PR #6286, opened 2025-08-17
Membrane graphics additions

CI09:

The bending-on-turn effect and possible internal decoration mesh

**Related Issues**

**Progress Checklist**

      break existing features:
      members reviewing this PR)


Patryk26g:
I have tested the visuals and I think it looks nice, but I have some comments:
- now the organelles look as if they were on top of the membrane instead of inside the cell, I think the internal decoration mesh might be the cause of that. Maybe the solution would be to add another decoration mesh on top of the organelles that would me more transparent?
- cell previews have less pronouced membrane texture and in some cases it's barely visible
- different types of membranes are less discernible

CI09:
Ah you didn't have to review yet, I'm still debating whether to actually include any changes other than membrane turning. But thanks for review

Patryk26g:
I know, I just wanted to check out of curiosity :D

hhyyrylainen:
> different types of membranes are less discernible

I think that this is a pretty big concern as even now we have complaints about the current membrane graphics being too similar (ever since the 3D membranes implementation). So going even more in the direction of different membranes looking the same has to be avoided.

CI09:
It should work now. The bug where Luca species preview is still with the old membrane is still there though. I found that changing the number to something else at https://github.com/Revolutionary-Games/Thrive/blob/master/src/general/Species.cs#L336 can fix that but I don't know if it's the right place to change something

hhyyrylainen:
That's not the right place. There should be a constant in the Constants file that controls a base hash for cells (it's next to a base value for cell layout views).

CI09:
Should do now, but visibility is still kinda poor in the preview anyways. Main stuff can be tested though

Deus-Codes:
Tried this for a bit - absolutely love it, great work. Makes our microbes look very alive and dynamic. A few pieces of feedback...

- Membranes did look discernable in my eye, though we should always keep an extra eye out here; perhaps a certain color makes this more of a problem. 
- I noticed that the color can look a bit more transparent in the middle of the cell than I remember. That could lead to our cells looking very water-ballooney. That isn't inherently a bad thing - I do like the look, and, well, cells are pouches of goop - but it is definitely a stylistic choice, and it could harm visibility in lighter patches. It might be worthwhile to investigate making the color a bit more pronounced. 
- I do like the speckled texture within the membrane, but I do think it can be improved - how, I'm not sure. More numerous and extending more outwards? More strong, or more transparent? I'd definitely accept the texture as it is, but I wonder if there is room for finding some cool visual enhancements there.

Overall, this is great. Incase you haven't seen it, I'll paste this concept art here, which many people seem to really like. Perhaps it could serve as some inspiration for tweaks - not that I absolutely think there should be an overhaul, and I'm not saying that you should make your pull request look like this. Just a neat visual that might get the brain flowing. 

image

Deus-Codes:
Told you this a bit ago, but wanted to write here that I love this change.

CI09:
I don't know if it looks good enough though

assets/textures/DoubleMembrane.png.import
```diff
@@ -2,22 +2,20 @@
...
 type="CompressedTexture2D"
-uid="uid://cuaou6m07rri7"
-path.s3tc="res://.godot/imported/DoubleMembrane.png-f2a8a15af2da0aea17cabf17eaffed38.s3tc.ctex"
-path.etc2="res://.godot/imported/DoubleMembrane.png-f2a8a15af2da0aea17cabf17eaffed38.etc2.ctex"
+uid="uid://c1y224pma1v5t"
+path="res://.godot/imported/DoubleMembrane.png-f2a8a15af2da0aea17cabf17eaffed38.ctex"
 metadata={
-"imported_formats": ["s3tc_bptc", "etc2_astc"],
-"vram_texture": true
+"vram_texture": false
```
hhyyrylainen, line 8: I think it is wrong to change this to not be a vram texture... Why was this change done?

shaders/EngulfEffect.gdshader
```diff
@@ -24,6 +25,13 @@ void vertex(){
         * wigglyNess * size;
     VERTEX.z += sin(worldVertex.x * movementWigglyNess - TIME / 4.0f) / 10.f
         * wigglyNess * size;
+
+		// Bend when turning
```
hhyyrylainen, line 29: Mixed tabs into the file here.

shaders/MucocystEffect.gdshader
```diff
@@ -1,10 +1,11 @@
 shader_type spatial;
 render_mode unshaded;
 
-// Any changes to these two must be matched in Membrane.gdshader
+// Any changes to these two must be matc  hed in Membrane.gdshader
```
hhyyrylainen, line 4:
```suggestion
// Any changes to these two must be matched in Membrane.gdshader
```

src/microbe_stage/systems/MicrobeVisualsSystem.cs
```diff
@@ -99,8 +99,15 @@ public override void Dispose()
     [Query]
     [All<CellProperties, SpatialInstance, EntityMaterial, RenderPriorityOverride>]
     [MethodImpl(MethodImplOptions.AggressiveInlining)]
-    private void Update(ref OrganelleContainer organelleContainer, in Entity entity)
+    private void Update([Data] in float delta, ref OrganelleContainer organelleContainer, in Entity entity)
     {
+        ref var cellProperties = ref entity.Get<CellProperties>();
+
+        if (cellProperties.CreatedMembrane != null)
```
hhyyrylainen, line 106: I don't think it should be the visual *creation* system that applies turning property to the visuals, it should be a different system.

PR #6306, opened 2025-08-24
Fix current desync after save load

dligr:

Makes the current display receive information from the system in order to perfectly sync time between them.

My first approach was to make the display save time, but there was still desynchronization, because systems and in-game objects start to run at slightly different time.

**Related Issues**

Current display's time was reset after save load while current system's time was saved between sessions.

**Progress Checklist**

      break existing features:
      members reviewing this PR)


hhyyrylainen (approved):
Not that I have noticed any problems related to this, this change seems fine to me.

PR #6312, opened 2025-08-26
Planet compounds customization and statistics

Patryk26g:

Adds statistics to planet customization section and also options to customize the compound abundance of the planet. Also applies variation to the starting conditions of planet's patches

image

**Progress Checklist**

      break existing features:
      members reviewing this PR)


src/microbe_stage/gui/PatchDetailsPanel.cs
```diff
@@ -416,22 +416,22 @@ private void UpdatePatchDetails()
         // Compounds
         hydrogenSulfideLabel.Text =
             Math.Round(GetCompoundAmount(SelectedPatch, Compound.Hydrogensulfide),
-                Constants.PATCH_CONDITIONS_COMPOUND_DISPLAY_DECIMALS).ToString(CultureInfo.CurrentCulture);
+                Constants.COMPOUND_DISPLAY_DECIMALS).ToString(CultureInfo.CurrentCulture);
```
hhyyrylainen: I think this rename is not actually good because many places that display compounds will not use this. So I think the name should keep "patch" in it to be clear that the decimals value is only used in patch displays.

src/microbe_stage/BiomeConditions.cs
```diff
@@ -320,22 +338,34 @@ public void ApplyLongTermCompoundChanges(Biome biomeDetails, Dictionary<Compound
     ///   Modifies the long-term amount of a compound in this biome. This is preferable to directly modifying
     ///   <see cref="ChangeableCompounds"/>. This is only usable for compounds that don't vary along an in-game day.
     /// </summary>
-    /// <param name="compound">The compound to modify</param>
-    /// <param name="newValue">New value to set</param>
-    public void ModifyLongTermCondition(Compound compound, BiomeCompoundProperties newValue)
+    /// <param name="compound">
+    ///   The compound to modify
```
hhyyrylainen: Short param definitions shouldn't be split across multiple lines.

```suggestion
    ///   <param name="compound">The compound to modify</param>
```

src/general/WorldGenerationSettings.cs
```diff
@@ -130,6 +130,27 @@ public enum ClimateInstabilityEnum
         High = 2,
     }
 
+    /// <summary>
+    ///   The possible compound levels settings for the planet
+    /// </summary>
+    public enum CompoundLevelsEnum
```
hhyyrylainen: I think this should be just named `CompoundLevel` as the "enum" suffix in here in the others is used just as a way to avoid name conflicts, but this enum to me doesn't seem to have a name conflict so this should follow the usual naming of *not* having `Enum` suffix in the name.

src/general/NewGameSettings.cs
```diff
@@ -338,6 +349,14 @@ public void OpenFromDescendScreen(GameProperties currentGame)
         planetSettings.SetWorldSeaLevel((int)settings.WorldOceanicCoverage);
         planetSettings.SetWorldGeologicalActivity((int)settings.GeologicalActivity);
         planetSettings.SetWorldClimateInstability((int)settings.ClimateInstability);
+
+        planetSettings.SetSulfideLevel((int)settings.SulfideLevel);
```
hhyyrylainen: Why are these converted to ints here? I think it would be better to consistently use the enum in the settings. (even if just above this that is not done, I think using better patterns in new code is preferable)

locale/messages.pot
```diff
@@ -8077,6 +8191,10 @@ msgstr ""
 msgid "SUICIDE_BUTTON_TOOLTIP"
 msgstr ""
 
+#: ../src/gui_common/menus/PlanetSettings.tscn:437
+msgid "SULFIDE_LEVELS"
```
hhyyrylainen: We don't have sulfide in the game so I think for clarity this translation key should be "HYDROGEN_SULFIDE_..."

src/gui_common/menus/PlanetSettings.cs
```diff
@@ -106,6 +133,36 @@ public void SetWorldClimateInstability(int index)
         worldClimateInstabilityButton.Selected = index;
     }
 
+    public void SetSulfideLevel(int index)
```
hhyyrylainen: I see now why the `(int)` converion is done... These assume the enum value matches the GUI indexes exactly. I would like to see a safer approach here, where these would be given the enum value in and then they internally convert it to indexes. And this should have big warning comments about the indexes needing to always match what is in the tscn file.

Patryk26g:
I have fixed the reviewed issues but still have one problem with CI:

```
    private void OnPlanetSettingsChanged(int index)
    {
        EmitSignal(SignalName.PlanetSettingChanged);
    }
```

This method requires an int argument, because only this way can it be connected to the item_selected(int) signal. However, I don't need that at all and I don't want to emit the signal with it, because I don't in other places and if I do, then it doesn't work...

The only solution I came up with is:

```
#pragma warning disable SA1313
    private void OnPlanetSettingsChanged(int _)
    {
        EmitSignal(SignalName.PlanetSettingChanged);
    }
#pragma warning restore SA1313
```

hhyyrylainen:
To suppress unused variable warnings, use syntax like this:

```c#
_ = index;
```

src/gui_common/menus/PlanetSettings.cs
```diff
@@ -76,34 +103,64 @@ public WorldGenerationSettings GetPlanetSettings()
         };
     }
 
-    public void SetLifeOrigin(int index)
+    public void SetLifeOrigin(WorldGenerationSettings.LifeOrigin value)
+    {
+        lifeOriginButton.Selected = (int)value;
```
hhyyrylainen, line 108: These will still just blow up if someone edits the order of the enum or adds new entries. I think one of the following should be done:
- Very loud comments need to be added to the all relevant enums that new values / reordering *may not be done* without also changing the GUI scenes
- A manual switch case could be added in each of the methods here to convert the values and print errors on unknown values (with safe fallbacks)

simulation_parameters/Constants.cs
```diff
@@ -1826,6 +1827,24 @@ public static class Constants
     public const float TOLERANCE_MAXIMUM_SURVIVABLE_PRESSURE_DIFFERENCE = 4000000;
     public const float TOLERANCE_PERFECT_THRESHOLD_PRESSURE = 350000;
 
+    public const int TEMPERATURE_COLD_MIN = -4;
```
hhyyrylainen: I think these should be placed nearby to planet generator variables, because right now it doesn't make sense to insert these between `TOLERANCE_PERFECT_THRESHOLD_PRESSURE` and `TOLERANCE_INITIAL_PRESSURE_MIN_FRACTION` as those are two *very* closely linked constants to tolerance pressure specifically.

Patryk26g:
I have added comment to the enums and moved the constants

hhyyrylainen (approved):
Everything looks fine now.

- EXERCISE DETAILS:
Return all lines from the material that contain "systems".

- SOLUTION:
src/microbe_stage/systems/MicrobeVisualsSystem.cs
My first approach was to make the display save time, but there was still desynchronization, because systems and in-game objects start to run at slightly different time.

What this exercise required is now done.